In Vedic society devotion to God was inculcated right from birth. Due to their firm devotion, people experienced sublime non-material satisfaction that gave them inner spiritual strength. Being content within, they could resist the otherwise irresistible pushings of lust, greed and anger. (Modern social studies have confirmed the power of spiritual practices as the best insurance from self-destructive behavioral patterns) In the Vedic times, genuine devotion to God did much more than protect people from addictions; it made them honest, kind, considerate, loving and selfless and thus facilitated a peaceful and harmonious society.
In modern times, many people don’t believe in or don’t care for God. Even those who profess to be believers do so mostly out of social custom or fear of the unknown. They have very little scientific understanding of God and are therefore not serious about their devotion. When lust, greed and anger attack them, they just don’t have the inner strength to fight and so they become easily victimized. This is all the more true for those who are openly atheistic or materialistic.
Modern society thus gives a free play to the misguiding forces of lust, anger and greed. It’s only natural therefore that the modern world, despite its expertise in guiding missiles, is filled with misguided men.
Is there a way out of this predicament?
Healing a Wounded World
Lust, anger and greed are like diseases afflicting the minds of people. The variety of problems bedeviling the world today – poverty, starvation, violence, disease and pollution, to name a few – are the symptoms of these diseases.
Dealing with these symptomatic problems through social service will not bring about a lasting solution. As long as people are not freed from slavery to their internal enemies, they cannot be peaceful or happy. And as long as they are not peaceful and happy, they will inevitably indulge in activities that will perpetuate the symptomatic problems.
ISKCON is among the very few organizations in the world arming people with the spiritual technology to conquer the internal enemies.
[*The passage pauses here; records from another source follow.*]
PR #22144, opened 2026-04-22
feat: Feature a "type annotations needed" diagnostic

ChayimFriedman2:
There are two kinds of this diagnostic:

 1 Some constructs, like calling or indexing, require the type to be known *immediately*.
 2. Otherwise, if we cannot resolve the variable at the end of inference, it's an error.

This PR implements only the first kind, which is also simpler to implement. We just need to push an error in `structurally_resolve_type()` (as opposed to `try_structurally_resolve_type()` that never errors) if the type cannot be resolved, and of course also make sure we only call this function where rustc does.

The second case needs to track the origin of infer vars, and it's for another time.

Blocked on https://github.com/rust-lang/rust-analyzer/pull/22141.

### DIFF
--- a/crates/hir-ty/src/infer.rs
+++ b/crates/hir-ty/src/infer.rs
@@ -401,6 +401,9 @@ pub enum InferenceDiagnostic {
     InvalidLhsOfAssignment {
         lhs: ExprId,
     },
+    TypeMustBeKnown {
+        at_point: ExprOrPatId,
+    },
 }
 
 /// A mismatch between an expected and an inferred type.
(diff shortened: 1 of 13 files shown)


Veykril (approved):
Lovely addition

*[View changes since this review](https://triagebot.infra.rust-lang.org/gh-changes-since/rust-lang/rust-analyzer/22144/e7d5b5b5789729501590af74c8d1542ee040f673..4facc672eb45076eff832b8074b69763e67dd838)*

PR #22148, opened 2026-04-23
minor: filter default bounds for introduce_named_type_parameter

A4-Tacks:
Example
---
```rust
fn foo(bar: $0impl Sized) {}
```

**Before this PR**

```rust
fn foo<$0S: Sized>(bar: S) {}
```

**After this PR**

```rust
fn foo<$0S>(bar: S) {}
```

### DIFF
--- a/crates/ide-assists/src/handlers/introduce_named_type_parameter.rs
+++ b/crates/ide-assists/src/handlers/introduce_named_type_parameter.rs
@@ -48,7 +48,8 @@ pub(crate) fn introduce_named_type_parameter(
             )
             .for_impl_trait_as_generic(&impl_trait_type);
 
-            let type_param = make.type_param(make.name(&type_param_name), Some(type_bound_list));
+            let type_bound_list = non_default_bounds(&type_bound_list).then_some(type_bound_list);
+            let type_param = make.type_param(make.name(&type_param_name), type_bound_list);
             let new_ty = make.ty(&type_param_name);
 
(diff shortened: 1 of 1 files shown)


bit-aloo (approved):

crates/ide-assists/src/handlers/introduce_named_type_parameter.rs
```diff
@@ -63,6 +64,10 @@ pub(crate) fn introduce_named_type_parameter(
     )
 }
 
+fn non_default_bounds(bounds: &ast::TypeBoundList) -> bool {
+    bounds.bounds().collect_array().is_none_or(|[bound]| bound.syntax().text() != "Sized")
```
ChayimFriedman2, line 68: A bit better to resolve the path and not do it textually.

ChayimFriedman2 (approved):
LGTM if you prefer the current way.

*[View changes since this review](https://triagebot.infra.rust-lang.org/gh-changes-since/rust-lang/rust-analyzer/22148/7bf346ebb7ab5e64782dac47426ebd14e1cef29b..5e48ae4ebdc29229317a00ab3e971b8ac27dd120)*

crates/ide-assists/src/handlers/introduce_named_type_parameter.rs
A4-Tacks: I think this can solve 99% of cases and is very lightweight

Issue #3186, opened 2024-08-19
[Question]: Huawei and Honor models, can the text in the middle of the pop-up window be modified?


SheepYang1993:
### What is your question?

![6bc1814f3ceb0e2c81cb19685769301](https://github.com/user-attachments/assets/de62a653-5285-41a8-8958-0ad0a52d0069)
如上图所示

### Checklist before submitting a question

- [X] I searched issues in this repository and couldn't find such bug/problem
- [X] I Google'd a solution and I couldn't find it
- [X] I searched on StackOverflow for a solution and I couldn't find it
- [X] I read the README.md file of the plugin
- [X] I am using the latest version of the plugin
- [X] All dependencies are up to date with `flutter pub upgrade`
- [X] I did a `flutter clean`
- [X] I tried running the example project

vbuberen:
Please use translator and write on English, so others can understand without need to use translation tools.

SheepYang1993:
Huawei and Honor models, can the text in the middle of the pop-up window be modified?
On the left is the Honor phone.
On the right is a Huawei phone.

PenguinBIUBIUBIU:
same question, the ui for huawei is really ugly

miquelbeltran:
The plugin doesn't have the capacity to change the phone OS UI, as it only calls to standard Android OS APIs.

This should be reported to Huawei instead.

OnClickListener2048:
same here

Issue #1588, opened 2023-03-03
分享pdf文件


qjb2404:
### What is your question?

华为鸿蒙系统分享不了图片，文件，有对应的解决办法没

### Checklist before submitting a question

- [X] I Google'd a solution and I couldn't find it
- [X] I searched on StackOverflow for a solution and I couldn't find it
- [X] I read the README.md file of the plugin
- [X] I am using the latest version of the plugin
- [X] All dependencies are up to date with `flutter pub upgrade`
- [X] I did a `flutter clean`
- [X] I tried running the example project

vbuberen:
Would ask you to use English language for your question

qjb2404:
Huawei HarmonyOS2.0 cannot share pictures and files. Is there any solution? "The direct share function cannot be used" is displayed.

Issue #1030, opened 2022-08-19
[Question]: I'm using share_plus to share on Android and the UI is inconsistent with other apps.


Leheih:
### What is your question?

The following is my UI using share_plus：
<img width="395" alt="image" src="https://user-images.githubusercontent.com/17791894/185590046-63044a2d-9026-400c-83c5-e32a7a6b658d.png">

Below is the sharing UI for another app on the same phone
<img width="414" alt="image" src="https://user-images.githubusercontent.com/17791894/185590505-a4fd4a7c-ee2e-4d26-86c9-f6c7e30ba00a.png">

miquelbeltran:
share_plus uses `Intent.createChooser` from Android internally, which is what is being used in the official Android docs: https://developer.android.com/training/sharing/send

tbh I am not sure what other apps may be doing. Any ideas?

LuisMiguelSS:
Perhaps the other apps include more intents, which add up the amount of results shown in the intent, thus having different results. Intent choosers should always be the same under the same circunstamces.

ueman:
I guess this is because `share_plus` doesn't make use of [`Rich content previews`](https://developer.android.com/training/sharing/send#adding-rich-content-previews) on Android.

SirusCodes:
Some other apps create their own chooser and use intents to directly target those apps.

Found [this](https://medium.com/@amirdes021_73588/android-custom-chooser-for-intent-share-send-358ee8cbc152) medium article to do so.

SirusCodes:
> I guess this is because `share_plus` doesn't make use of [`Rich content previews`](https://developer.android.com/training/sharing/send#adding-rich-content-previews) on Android.

It's not because of that but it would be a good idea to have support for Rich content previews 🤔

I would love to contribute that for hacktoberfest

Coronon:
@SirusCodes I would refrain from such a change at the moment as there was an announcement that a large portion of the plus plugins may be refactored. When we do add this, we should also add it to other platforms.

See #1221

miquelbeltran:
> I would refrain from such a change at the moment as there was an announcement that a large portion of the plus plugins may be refactored. When we do add this, we should also add it to other platforms.

There's nothing going on at the moment.

ipcjs:
you can use [huawei_share](https://pub.dev/packages/huawei_share) 😅

ipcjs:
👀

PR #3417, opened 2025-01-02
fix(share_plus) sharing content on huawei or honor vendor which changed the default intent of Intent.ACTION_SEND

OnClickListener2048:
fix(share_plus) sharing content on huawei or honor vendor which changed the default intent of Intent.ACTION_SEND

## Description

for those OEM vendor brand that changed default choose intent of  Intent.ACTION_SEND, I fixed Huawei and Honor vendor share intent

## Related Issues

- *Related #3186*
- *Related #1588*
- *Related #1030*
## Checklist

- [ ] I read the [Contributor Guide](https://github.com/fluttercommunity/plus_plugins/blob/main/CONTRIBUTING.md) and followed the process outlined there for submitting PRs.
- [ ] I titled the PR using [Conventional Commits](https://www.conventionalcommits.org/en/v1.0.0).
- [ ] I did not modify the `CHANGELOG.md` nor the plugin version in `pubspec.yaml` files.

## Breaking Change

### DIFF
--- a/packages/share_plus/share_plus/android/src/main/kotlin/dev/fluttercommunity/plus/share/Share.kt
+++ b/packages/share_plus/share_plus/android/src/main/kotlin/dev/fluttercommunity/plus/share/Share.kt
@@ -81,7 +81,11 @@ internal class Share(
             } else {
                 Intent.createChooser(shareIntent, null /* dialog title optional */)
             }
-        startActivity(chooserIntent, withResult)
+        startActivity(chooserIntent.apply {
+            getAvailableOemChooser()?.let {
+                action = it.action
+            }
+        }, withResult)
     }
 
     @Throws(IOException::class)
@@ -155,7 +159,11 @@ internal class Share(
                 )
             }
         }
-        startActivity(chooserIntent, withResult)
+        startActivity(chooserIntent.apply {
+            getAvailableOemChooser()?.let {
+                action = it.action
+            }
+        }, withResult)
     }
 
     private fun startActivity(intent: Intent, withResult: Boolean) {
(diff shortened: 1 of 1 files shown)


miquelbeltran:
Hello, I took a quick look, overall I understand why would you need this in the share_plus, but I have some concerns:

- Are `com.huawei.android.internal.app` and `com.huawei.intent.action.hwCHOOSER` documented somewhere? Is there an API spec somewhere? My biggest issue is that this seems like a hack, plus no one in the maintainer team has a device from those manufacturers, so we don't have a way to maintain this.
- `getAvailableOemChooser` runs every time a share action is done, and instead it should be optional, and IMO the option disabled by default.
- The change wouldn't be compatible with the refactor in progress, but that's not a big problem: https://github.com/fluttercommunity/plus_plugins/pull/3404

I'd prefer if we could make setting the intent action as a share parameter, or even the "package-name - intent" pairs something that can be passed as a parameter (following the changes in #3404) so at least we can give the option for those devs that want to target the custom share sheets from the different manufacturers.

OnClickListener2048:
> Hello, I took a quick look, overall I understand why would you need this in the share_plus, but I have some concerns:
> 
> * Are `com.huawei.android.internal.app` and `com.huawei.intent.action.hwCHOOSER` documented somewhere? Is there an API spec somewhere? My biggest issue is that this seems like a hack, plus no one in the maintainer team has a device from those manufacturers, so we don't have a way to maintain this.
> * `getAvailableOemChooser` runs every time a share action is done, and instead it should be optional, and IMO the option disabled by default.
> * The change wouldn't be compatible with the refactor in progress, but that's not a big problem: [feat(share_plus): SharePlus refactor #3404](https://github.com/fluttercommunity/plus_plugins/pull/3404)
> 
> I'd prefer if we could make setting the intent action as a share parameter, or even the "package-name - intent" pairs something that can be passed as a parameter (following the changes in #3404) so at least we can give the option for those devs that want to target the custom share sheets from the different manufacturers.

Thank you for your fine response for my last pr and i realized this change would be unfair for other kind system and the right way is passing paramaters for those OES OS, but i think the problem is really exist and does effect some developers especially in China,so do you think i just edit this pr or i should close this pr and reopen a new one after i repair this ?

miquelbeltran:
I will close this PR for the time being. If you can, write a proposal on a new ticket, and it should be implemented over the refactor in #3404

ISKCON provides education, culture and devotion, which is based on the Vedic texts and is suitably presented for the modern times. This empowers ISKCON devotees to protect themselves from the insidious influences of lust, greed and anger and live a pure life filled with peace and joy.
Consider for example the four principal activities of an individual misguided by lust, anger and greed – intoxication, gambling, illicit sex and meat eating. Intelligent people can easily recognize the harmful nature of these activities and can also understand that a world free from these activities would be a much better place. Most people unfortunately indulge in these activities either voluntarily or involuntarily, being impelled by lust, greed and anger. Serious ISKCON devotees however refrain from these activities as a basic regulative principle for spiritual advancement. That they are able to do so in a world that is slave to these activities is itself eloquent testimony of the protection through wisdom that ISKCON offers.
ISKCON is, of course, working at a humanitarian level to mitigate suffering and distress; it runs the world’s largest vegetarian food relief program – Food for Life. But the highest service that ISKCON offers to the people of the world is its tireless attempts to provide them protection from their internal enemies and to enable them to find lasting peace and happiness within themselves.